I do not say this with criticism of any particular Senator, but as
one who appropriates money here, and as one who sought to get
appropriations last December for these very purposes, and as one who
saw that those two amendments that I offered--one on one bill and the
second one on the final appropriations bill--saw those amendments
knocked out by virtue of 60-vote points of order. Certainly the Senator
from Massachusetts supported me in those.
I wonder, now, from where the money is going to come? I want to feel
that the President is going to support this, support the requests for
it, support the moneys for it, and that Senators who voted against my
amendments last fall--that were for border security, that were for
homeland security, that were to provide defenses against biological,
chemical, and radiological weapons--are going to support it this time.
I want to know from where the money is going to come, how much it is
going to cost. That is all. I am ready to pass it tonight if somebody
can show me those things. I do have two or three amendments that deal
with the deadlines. I may have a somewhat more major amendment. I may
Mr. REID. I say to the Senator from West Virginia, I have conferred
with the manager of the bill, Senator Kennedy. As I indicated, we have
no amendments on the Republican side and none over here. The reason we
are focusing on the Senator from West Virginia is we want to be able to
get to energy as soon as possible. So I hope, either through a quorum
call--maybe with time for Senator Kennedy to explain to the Senator--I
know I listened to Senator Kennedy and Senator Feinstein speak at some
length on this legislation.
If there are other questions to be answered, certainly the Senator
from West Virginia is entitled to have answers to those questions
before we vote on this important bill. Whatever the two very
experienced and distinguished Senators need to do to make sure the
Senator from West Virginia has the information he needs, we should do
that as quickly as possible.
The PRESIDING OFFICER. The Senator from Massachusetts.

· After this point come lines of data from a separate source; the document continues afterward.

PR #2001, opened 2019-05-12
Subqueries in BaseBuilder

iRedds:
**Description**
Added subqueries via anonymous function in Query Builder for BaseBuilder::where() and BaseBuilder::whereIn() methods

**Checklist:**
- [x] Securely signed commits
- [x] User guide updated
- [x] Conforms to style guide

### DIFF
--- a/system/Database/BaseBuilder.php
+++ b/system/Database/BaseBuilder.php
@@ -707,9 +707,8 @@ class BaseBuilder
 
 				if ($v instanceof Closure)
 				{
-					$builder = clone $this;
-					$builder->from([], true)->resetQuery();
-					$v = '(' . str_replace("\n", ' ', $v($builder)->getCompiledSelect()) . ')';
+					$builder = $this->cleanClone();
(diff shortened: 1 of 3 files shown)


system/Database/BaseBuilder.php
```diff
@@ -837,13 +847,21 @@ protected function _whereIn(string $key = null, array $values = null, bool $not
 
 		$not = ($not) ? ' NOT' : '';
 
-		$where_in = array_values($values);
-		$ok       = $this->setBind($ok, $where_in, $escape);
+		if ($values instanceof Closure)
+		{
+			$builder = clone $this;
+			$builder->from([], true)->resetQuery();
```
lonnieezell: Since we're using this same code in 2 places, we should refactor those out into their own method to make future maintenance simpler

iRedds: made it

jim-parry:
Looks good to me.

Issue #2006, opened 2019-05-15
validation match[x] don't work anymore... if custom setter is used.


nowackipawel:
In entity:
```
	public function setUsrPassword($value)
	{
//$this->usr_password 
		$this->attributes['usr_password'] = password_hash('my-password', PASSWORD_BCRYPT, ['cost' => 11]);
	}
```
in model:
```
		$this->validationRules['usr_password_1'] = 'required|matches[usr_password]';
```
I think it is because custom set is called now before validation... before last changes it was called before save action.

nowackipawel:
Additionally 

this code in Entity:
```
	public function setUsrPassword($value)
	{
		$this->attributes['usr_password'] = password_hash( trim($value) . config('App')->salt, PASSWORD_BCRYPT, ['cost' => 11]);
	}
```
makes value $user_entity->usr_password  different every time.

lonnieezell:
I'll look into the validation issue, but there's a simple fix for the second part you brought up: use a different field name. For example, in my auth stuff, I've got a field in the database called `password_hash` to be clear about what's being saved. Then in the Entity there is a `setPassword()` method which does the same as yours. However, it's setting the value of the `password_hash` column and that setter is only called if the password has been changed. 

If you save the password field (using your `setUsrPassword` method) then, yes, the hash will be different every time. That's how password_hash works.

lonnieezell:
Custom sets will always be called on an Entity prior to validation if you're doing validation in the model. 

For certain things, like validating two fields that must match each other, that's best done in the controller before you try to save to database.

PR #2007, opened 2019-05-15
Serialize array only

daif:
Serialize the value if it is an array only, the data from database is already serialized.


nowackipawel:
I think is related to #2006  and every other data which were cast before saving to DB.
IMHO now Entity is doing too much casting.

PR #2009, opened 2019-05-16
Bugfix: Routes respect spoofed methods

MGatner:
**Description**
By default the loaded route collection uses REQUEST_METHOD directly from `$_SERVER`:
`$this->HTTPVerb = strtolower($_SERVER['REQUEST_METHOD'] ?? 'cli');`
This means when `Router->checkRoutes()` matches its collection it uses the actual request method instead of the spoofed method from the Request object. This PR injects the proper HTTP verb prior to instantiating the router with `$routes->setHTTPVerb()`, though alternatively RouteCollection's constructor could be changed instead.

To recreate the bug, create a resource route to a non-autorouted controller:
`$routes->resource('foo', ['controller' =>'MyNamespace\Controllers\Foo']);
And then try to access one of the non-POST supported methods by spoofing:
`<input type="hidden" name="_method" value="PUT" />`
Routing ignores the PUT routes and attempts to autoroute:
`Controller or its method is not found: App\Controllers\Foo`

**Checklist:**
- [X] Securely signed commits
- [ ] User guide updated
- [X] Conforms to style guide

### DIFF
--- a/system/Commands/Utilities/Routes.php
+++ b/system/Commands/Utilities/Routes.php
@@ -109,6 +109,7 @@ class Routes extends BaseCommand
 			'get',
 			'head',
 			'post',
+			'patch',
 			'put',
 			'delete',
 			'options',


MGatner:
Hmm this is failing for CLI, should've thought of that. Let me think about the best way around this.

Mr. KENNEDY. Mr. President, just to review very quickly, since we
have been asked about this once again, for the costs. That $1.2 billion
1-year, $3.2 billion total cost of the implementation--the $743 million
is included in the President's 2003 budget. This includes $380 million
for entry-exit data systems; $83 million for computer infrastructure;
$34 million for land inspectors; $51 million for air and sea port
inspectors; $145 million for border construction; $50 million for
detention construction. There is $444 million additional appropriations
needed but the legislation raises the additional fees.
The bill raises machine-readable fees to $65, generating approximately
$100 million in additional income.
We believe we can examine the fiscal year 2003 budget, which is, for
INS, $6 billion--$6 billion: $2 billion in terms of the fees and $4
billion in terms of appropriations. That is the best we can do.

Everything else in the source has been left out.